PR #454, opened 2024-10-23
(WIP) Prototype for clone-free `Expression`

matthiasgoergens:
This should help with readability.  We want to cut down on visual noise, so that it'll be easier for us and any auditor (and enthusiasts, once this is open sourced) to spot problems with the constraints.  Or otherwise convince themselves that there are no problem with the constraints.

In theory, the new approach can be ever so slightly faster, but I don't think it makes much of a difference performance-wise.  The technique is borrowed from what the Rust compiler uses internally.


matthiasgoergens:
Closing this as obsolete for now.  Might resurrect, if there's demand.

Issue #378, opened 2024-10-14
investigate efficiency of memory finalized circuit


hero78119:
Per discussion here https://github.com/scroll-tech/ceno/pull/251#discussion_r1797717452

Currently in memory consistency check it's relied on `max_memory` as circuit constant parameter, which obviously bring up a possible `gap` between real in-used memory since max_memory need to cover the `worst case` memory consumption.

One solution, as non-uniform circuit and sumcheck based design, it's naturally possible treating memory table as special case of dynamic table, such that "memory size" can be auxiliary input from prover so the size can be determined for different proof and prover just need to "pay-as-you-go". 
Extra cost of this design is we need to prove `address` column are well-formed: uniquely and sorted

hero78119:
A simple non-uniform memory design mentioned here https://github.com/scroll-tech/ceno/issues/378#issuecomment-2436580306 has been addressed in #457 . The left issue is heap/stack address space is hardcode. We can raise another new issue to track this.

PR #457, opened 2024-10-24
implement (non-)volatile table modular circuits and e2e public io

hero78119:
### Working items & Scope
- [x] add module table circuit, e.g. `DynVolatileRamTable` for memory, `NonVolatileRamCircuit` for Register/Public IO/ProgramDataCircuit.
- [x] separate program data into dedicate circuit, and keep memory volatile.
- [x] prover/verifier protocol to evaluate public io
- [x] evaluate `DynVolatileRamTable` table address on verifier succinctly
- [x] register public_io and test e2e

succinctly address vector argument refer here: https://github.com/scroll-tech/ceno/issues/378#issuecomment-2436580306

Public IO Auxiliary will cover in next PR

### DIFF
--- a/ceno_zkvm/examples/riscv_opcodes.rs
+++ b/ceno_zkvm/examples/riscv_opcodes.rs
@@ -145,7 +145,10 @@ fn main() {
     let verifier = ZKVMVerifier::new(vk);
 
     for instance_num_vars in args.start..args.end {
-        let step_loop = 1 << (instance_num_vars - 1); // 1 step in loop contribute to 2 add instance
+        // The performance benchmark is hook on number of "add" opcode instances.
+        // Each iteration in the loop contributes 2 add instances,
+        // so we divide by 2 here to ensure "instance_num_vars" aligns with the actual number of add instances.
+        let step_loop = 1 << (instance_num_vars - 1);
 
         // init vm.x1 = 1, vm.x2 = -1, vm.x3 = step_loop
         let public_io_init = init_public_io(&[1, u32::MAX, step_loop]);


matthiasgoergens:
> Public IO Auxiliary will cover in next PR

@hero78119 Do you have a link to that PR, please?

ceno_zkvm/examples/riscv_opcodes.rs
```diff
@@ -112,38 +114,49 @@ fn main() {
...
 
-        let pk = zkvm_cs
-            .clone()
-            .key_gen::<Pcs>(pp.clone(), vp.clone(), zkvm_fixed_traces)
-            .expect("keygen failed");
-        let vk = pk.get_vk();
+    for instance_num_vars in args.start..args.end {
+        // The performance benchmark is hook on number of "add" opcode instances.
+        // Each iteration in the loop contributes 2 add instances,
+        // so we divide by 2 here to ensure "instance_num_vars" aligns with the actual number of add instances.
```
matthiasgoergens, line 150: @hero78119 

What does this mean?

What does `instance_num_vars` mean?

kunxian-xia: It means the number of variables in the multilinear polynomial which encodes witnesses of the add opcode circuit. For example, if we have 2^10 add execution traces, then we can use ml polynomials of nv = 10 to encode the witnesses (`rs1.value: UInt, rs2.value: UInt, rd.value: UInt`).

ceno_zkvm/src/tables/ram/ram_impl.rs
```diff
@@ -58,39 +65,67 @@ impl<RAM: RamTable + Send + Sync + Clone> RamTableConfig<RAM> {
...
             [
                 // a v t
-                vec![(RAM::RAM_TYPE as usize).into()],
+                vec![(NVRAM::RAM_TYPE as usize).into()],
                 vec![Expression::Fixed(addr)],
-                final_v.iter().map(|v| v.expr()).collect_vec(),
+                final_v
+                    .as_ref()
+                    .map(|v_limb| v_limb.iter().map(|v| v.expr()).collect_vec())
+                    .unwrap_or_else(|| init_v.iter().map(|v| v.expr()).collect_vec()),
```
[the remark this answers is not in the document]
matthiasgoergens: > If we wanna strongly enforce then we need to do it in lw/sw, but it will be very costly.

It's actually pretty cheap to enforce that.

+--

▶ **ASSIGNED TASK**:
State how many lines in the entries hold "examples". Nothing should come before or after the number.

▶ **RESULT OF THE EXERCISE**:
3